The charge-discharge curves of MoSe2 and MoSe2/MoO2 anode at different current densities after 1st cycle in the range of 0.01–3 V are shown in Figure 6c–d. At corresponding density, MoSe2/MoO2 anode shows a higher discharge specific capacity than MoSe2 anode, and the charge and discharge platform is more obvious, even at 2 A g−1, the shape of the charge and discharge platform is still very complete. The excellent long-term cycling behavior of MoSe2/MoO2 anode at 2 A g−1 is also exhibited in Figure 6e. The MoSe2/MoO2 anode preserves a high discharge capacity of 547 mAh g−1 with the CE close to 100% after 300 cycles. On the other hand, the MoSe2 anode exhibits a discharge capacity of 202 mAh g−1, much lower than MoSe2/MoO2 anode. The excellent electrochemical properties of MoSe2/MoO2 anode can be attributed to the promotion of Li+ transport by MoSe2 and protection of lamellar structure of MoSe2 by MoO2.

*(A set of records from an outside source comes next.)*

PR #3841, opened 2026-01-04
Don't sync make lint

Samoed:
Currently with each lint syncs lock file. If I'm switching between prs it tries to update dependencies and this takes a lot of time

### DIFF
--- a/.github/workflows/lint.yml
+++ b/.github/workflows/lint.yml
@@ -44,7 +44,7 @@ jobs:
 
       - name: Install dependencies
         run: |
-          make install-for-tests
+          make install
 
       - name: Lint
         id: lint
--- a/.github/workflows/typechecking.yml
+++ b/.github/workflows/typechecking.yml
@@ -43,7 +43,7 @@ jobs:
 
       - name: Install dependencies
         run: |
-          make install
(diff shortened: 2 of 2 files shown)


.github/workflows/lint.yml
```diff
@@ -44,7 +44,8 @@ jobs:
 
       - name: Install dependencies
         run: |
-          uv sync --group lint
+          make install
+          uv sync --group linting
```
KennethEnevoldsen: I would include in make install

.github/workflows/typechecking.yml
```diff
@@ -43,6 +43,7 @@ jobs:
 
       - name: Install dependencies
         run: |
+          make install
           uv sync --group typing --extra leaderboard
```
KennethEnevoldsen: same here

.github/workflows/lint.yml
Samoed: Removed

isaac-chung:
I guess this takes [a few trial and error](https://github.com/embeddings-benchmark/mteb/pull/3702#discussion_r2649079092), and at least we don't have 60+ comments this time 😅

PR #3845, opened 2026-01-05
[MAEB] init imports fix

AdnanElAssadi56:


KennethEnevoldsen:
@AdnanElAssadi56, tests are failing. Is this expected?

Samoed:
Yes. This is problem for all maev prs, because in cache dataset v4 version, but in maeb datasets v3 and datasets can't load them correctly

PR #5078, opened 2026-08-03
Add model: OpenGVLab/InternVideo2-CLIP-1B-224p-f8

### LINKED ISSUE #5060: Add model: OpenGVLab/InternVideo2-CLIP-1B-224p-f8

https://huggingface.co/OpenGVLab/InternVideo2-CLIP-1B-224p-f8

### Arxiv link

https://arxiv.org/abs/2403.15377

### Description of the model

InternVideo2 (OpenGVLab) is a video foundation model family trained with a
progressive scheme combining masked video modeling, cross-modal contrastive
learning, and next-token prediction.

This issue covers the CLIP variant specifically — InternVideo2-CLIP-1B-224p-f8 —
which has aligned video and text towers from the contrastive stage and exposes a
documented video/text similarity path. The Chat/MLLM variants are generative and
aren't suited to embedding evaluation, so they're out of scope here.

Fits the video/omni model priority for MOEB, and because it has a text tower it
supports t2v and v2t retrieval rather than video-to-video only. The paper reports
video retrieval benchmarks, so reproducibility can be checked directly.

One caveat worth recording up front: reported results can fall short of the
paper's numbers unless the ITM re-ranking stage is replicated, and frame count
(4 vs 8) also shifts scores.

hubielu:
Closes #5060. InternVideo2-CLIP-1B (1B video tower plus InternVL-C text tower) as a video/text dual encoder.

Drafted with Claude, and I ran and verified everything below.

Checkpoints: the HF repo holds only the CLIP-stage deltas, which is 47 tensors and about 7M params. The two towers come from `InternVideo2-Stage2_1B-224p-f4` (2.8 GB) and `internvl_c_13b_224px.pth` (25.4 GB), plus a config and tokenizer that only exist in InternVL's git repo. That comes to 7.7B params total across three gated repos.

Results: MSVD zero-shot at 8 frames in bf16 gives t2v ndcg@10 of 0.859 and v2t of 0.858, and `mteb mock-run` passes 37/37 (file included). These are not reproductions, because there is no published MSVD number for the CLIP variant, and mteb's split uses one caption per clip rather than the roughly 27k-caption protocol from the paper.

One correctness note that may be useful to anyone else wrapping this model family: upstream's config sets `use_lora=True`, which under peft 0.7 or newer renames `q_proj.weight` to `q_proj.base_layer.weight`. The InternVL checkpoint still uses the old naming and `load_checkpoint` runs with `strict=False`, so the q_proj and v_proj weights across all 32 layers silently stay randomly initialised. The model still loads and runs, but the outputs are garbage. Setting `use_lora=False` is numerically identical, because the released add-on contains no LoRA tensors at all, and it makes every key match.

Status: the install currently requires a local clone, which isn't acceptable per the discussion below. Waiting on the gated-repo question before building the ST module.

- [X] I reproduced results from the original paper (if applicable) on at least one benchmark, and I am including the results in the PR description.


mteb/models/model_implementations/internvideo2_models.py
```diff
@@ -0,0 +1,413 @@
...
+
+_INSTALL_HINT = """InternVideo2-CLIP requires the upstream OpenGVLab package.
+
+Install it from a local clone rather than a git URL: upstream's .gitmodules is missing
+an entry for InternVideo3/InternVideo3_eval/lmms-eval, so pip's automatic submodule
+init fails.
+
+    git clone --depth 1 https://github.com/OpenGVLab/InternVideo.git
+    pip install --no-deps -e InternVideo/InternVideo2/multi_modality
+    pip install "mteb[internvideo2]"
```
Samoed: I don't think we want to integate model that reqire to clone repo

hubielu: Makes sense. The clone was only needed because pip install git+... fails during automatic submodule init, upstream's .gitmodules is missing an entry for InternVideo3/InternVideo3_eval/lmms-eval.

Pinning to an older commit avoids that. b81a0bb23c48 is the commit that added the installable pyproject ("Allow InternVideo2/multi_modality to be pip installed") and predates InternVideo3, so only the two properly-declared submodules exist:

internvideo2_multi_modality @ git+https://github.com/OpenGVLab/InternVideo.git@b81a0bb23c48#subdirectory=InternVideo2/multi_modality

Same pattern as the ebind entry. I've confirmed that commit has the pyproject and the CLIP model with no broken gitlink, but I haven't yet verified it resolves under uv (upstream pins apex/deepspeed/flash-attn, which inference doesn't need) or re-run the load test against it, since it's Oct 2024 rather than the revision I tested.

If you'd rather avoid a git dependency entirely, the alternative is vendoring the ~800 lines of vision/text tower into the wrapper file. Both are fine by me, I'd rather confirm the direction with you before rebuilding the GPU environment to validate one of them.

Samoed: We can't include git dependencies into our package because otherwise we can't publish it. Also I'm not sure if we want to include a lot of files for models. WDYTH @KennethEnevoldsen

hubielu: > We can't include git dependencies into our package because otherwise we can't publish it. Also I'm not sure if we want to include a lot of files for models. WDYTH @KennethEnevoldsen

Noted, PyPI rejects direct URL deps so that's out.

One thing that might help: `ebind` and `omnivinci` both ship model files with their extras commented out in pyproject, seemingly for this same reason — is that the established pattern? Otherwise vendoring is ~1,300 lines but would actually remove three workarounds (flash-attn stubs, the modeling_utils shim, and the `transformers<5` pin), so I'm happy either way.

Will wait on you and @KennethEnevoldsen

KennethEnevoldsen:
@hubielu a 6000 character long PR message is too much. Please respect reviewers' time. Additionally, do note our [AI policy](https://github.com/embeddings-benchmark/mteb/discussions/4509).

mteb/models/model_implementations/internvideo2_models.py
KennethEnevoldsen: My take:

The model **has** to be in a version repository, preferably huggingface if not, there needs to be a good reason for it. Ideally, it should require minimal or no dependencies and integrate with existing libraries (e.g. sentence transformers). If it does not it provide a reasonable justification on why. Using the model should not require external script, download from github etc. during runtime and should be pip installable with `mteb[...]` without requiring initial setup. Thus adding a model can require adding github package to pypi or uploading a model to huggingface with sentence transformers support.

We have previously been more lenient on this than this, so @Samoed let me know if you agree with this.

KennethEnevoldsen: In general though it seems like this model could be implemented simply using sentence transformers, though it might require a custom module and `trust_remote_code=True`.

You can see examples here:

https://huggingface.co/collections/sentence-transformers/sentence-transformers-v54-integrations

Samoed: >  If it does not it provide a reasonable justification on why. Using the model should not require external script, download from github etc. during runtime and should be pip installable with mteb[...] without requiring initial setup. 

Yes, I agree on this

> In general though it seems like this model could be implemented simply using sentence transformers, though it might require a custom module and trust_remote_code=True.

Of course this can be done, but we would still to publish somewhere, because I don't think authors will answer to pr, but this would worth a shot

KennethEnevoldsen: of course also worth noting that a PR is enough if the author already has it up (we don't need it merged), e.g.: https://huggingface.co/LCO-Embedding/LCO-Embedding-Omni-3B/discussions/1

Samoed: Yes, but we can't use revision properly then. I think it will be then `discussions/1`

hubielu:
> @hubielu a 6000 character long PR message is too much. Please respect reviewers' time. Additionally, do note our [AI policy](https://github.com/embeddings-benchmark/mteb/discussions/4509).

Understood, sorry about that. I cut the description down.

mteb/models/model_implementations/internvideo2_models.py
KennethEnevoldsen: "refs/1" I think, but yes. It is still a unique identifier though (I was also not able to figure out a way to delete it so I think it is stable)

KennethEnevoldsen:
> Understood, sorry about that. I cut the description down.

Thanks for the cut - @hubielu does it make sense to upload it as a sentence transformers-compatible model?

hubielu:
> Thanks for the cut - @hubielu does it make sense to upload it as a sentence transformers-compatible model?

Yes, that would fix most of it. Concretely, a PR on OpenGVLab's repo adding the ST module plus the LlamaConfig and tokenizer, which currently only exist in InternVL's git repo, so nothing gets fetched from GitHub at runtime.

One thing I'd want your read on first. The module would still hf_hub_download the two base towers (2.8 GB and 25.4 GB), and all three repos are gated, so a user has to accept terms on each before it loads. Does that count as "requiring initial setup"? If it does, the alternative is consolidating everything into one repo under my namespace, which would be an unofficial re-upload of about 16 GB.

hubielu:
> > Thanks for the cut - @hubielu does it make sense to upload it as a sentence transformers-compatible model?

@KennethEnevoldsen bumping this one. Happy to build the ST module, just want to confirm the gated-repo point first.

hubielu:
@KennethEnevoldsen going ahead with the ST module. Assuming gated-but-official
is fine, since mteb already has gated models in the registry (NV-Embed-v2 etc.)
and the alternative — re-uploading 16 GB under my namespace — would violate the
terms I accepted for access.

Will open the PR on OpenGVLab's repo and point ModelMeta at refs/pr/1.

hubielu:
@KennethEnevoldsen thanks — starting on the ST module.

On the gated question, I'll take it that gated-but-official is acceptable, since
mteb already ships NV-Embed-v2, Llama-2-7b-hf and embeddinggemma-300m. The 16 GB
re-upload would mean redistributing weights I only hold under those terms, so I'd
rather avoid it.

I've vendored the inference path to ~1.7k lines — no upstream package, no runtime
clone. Next step is a PR on OpenGVLab's repo, with ModelMeta pinned to refs/pr/3.
Will report back once it loads.

hubielu:
@KennethEnevoldsen quick update — the ST module is now working end-to-end from OpenGVLab’s gated repo PR #3.

Verified text/video parity with the previous implementation, and MTEB text, video, and mixed inputs all pass. The MTEB branch is pinned to the HF PR commit, and CI is green.

Upstream PR: https://huggingface.co/OpenGVLab/InternVideo2-CLIP-1B-224p-f8/discussions/3

mteb_mock_run_results.md
Samoed, line 1: CAn you remove this?

Samoed (commented):
Can you reproduce scores of model?

mteb/models/model_implementations/internvideo2_models.py
```diff
@@ -0,0 +1,38 @@
...
+  title={InternVideo2: Scaling Video Foundation Models for Multimodal Video Understanding},
+  author={Wang, Yi and Li, Kunchang and Li, Xinhao and Yu, Jiashuo and He, Yinan and Chen, Guo and Pei, Baoqi and Zheng, Rongkun and Xu, Jilan and Wang, Zun and others},
+  journal={arXiv preprint arXiv:2403.15377},
+  year={2024}
+}"""
+
+internvideo2_clip_1b_224p_f8 = ModelMeta(
+    loader=SentenceTransformerEncoderWrapper,
+    loader_kwargs=dict(num_frames=8, trust_remote_code=True),
+    name="OpenGVLab/InternVideo2-CLIP-1B-224p-f8",
```
Samoed:
```suggestion
    name="OpenGVLab/InternVideo2-CLIP-1B-224p-f8",  # discussions/3
```

hubielu:
> Can you reproduce scores of model?

@Samoed Reproduced DiDeMo. R@1 47.25 t2v / 45.45 v2t against MODEL_ZOO's 47.8 / 46.4, so within 0.6 and 1.0 points. Full: t2v R@1 47.25 / R@5 72.27 / R@10 80.18 / ndcg@10 63.72, v2t R@1 45.45 / R@5 72.77 / R@10 82.48 / ndcg@10 63.32.

Run on a clean A6000 box with just `pip install "mteb[video,internvideo2]"` and an HF login: no clone, no manual setup. Also removed the mock run results file and applied the discussions/3 suggestion.

Samoed (approved):

PR #5081, opened 2026-08-03
fix: add av to the video extra

hubielu:
mteb[video] installs torchcodec but not av, so video decoding fails and mteb mock-run errors on all seven mock video tasks. av>=17.0.0 is already declared in the test extra, which is why CI passes — the dependency is real, just declared in the wrong group. Found while adding InternVideo2 (#5078).

### DIFF
--- a/pyproject.toml
+++ b/pyproject.toml
@@ -91,7 +91,7 @@ api = [
 og = [
     "playwright>=1.49.0",
 ]
-video = ["torchcodec"]
+video = ["torchcodec", "av>=17.0.0"]
 github = ["PyGithub>=1.60"]
 
 # model specific optional dependencies:


Samoed (changes requested):
I don't think we want to add `av` to video. `av` needed for testing only

hubielu:
> I don't think we want to add `av` to video. `av` needed for testing only

You're right, my mistake. av is only imported in mteb/mocks/mock_tasks/create_mock_samples.py, which writes the synthetic mp4s — nothing in the real video path uses it, that's all torchcodec. So the test group is the correct home and this PR is wrong.

The thing I actually hit: adding_a_model.md asks contributors to run mteb mock-run, and for a video model that needs av, which mteb[video] doesn't provide. Would a docs note saying to install the test group be useful, or is that already obvious enough? Happy to send that instead. Closing this either way.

The EIS of both anodes is shown in Figure 7. All EIS plots consist of a semi-circle in the medium-high frequency region and a straight line in the low-frequency region, representing the charge transfer process and typical Warburg behavior. From the results, the optimized MoSe2/MoO2 anode shows a smaller semi-circle diameter than the MoSe2 anode, indicating its lowest charge transfer resistance (77 Ω). In the low frequencies, as-prepared MoSe2/MoO2 composite has the largest slope demonstrating the best lithium diffusion efficiency, which means that the electrochemical reaction becomes easier than MoSe2 anode [43]. It is contributed to the nanoscale combination effect promotes the diffusion and transfer of lithium, which is a key factor in obtaining high-performance LIBs.

Figure 7

Nyquist plots for MoSe2 and MoSe2/MoO2 anode.

4. Conclusions

MoSe2/MoO2 composite is obtained by a simple method with calcinating. It can alleviate huge volume variation of composite, promote the transmission of Li+ and provide a high interfacial area of electrode/electrolyte, which demonstrates excellent electrochemical properties. For example, the MoSe2/MoO2 composite exhibits a high capacity of 547 mAh g−1 after 300 cycles at 2 A g−1. The simple and effective synthesis of this composite has great potential for the application of Selenium-based materials in LIBs.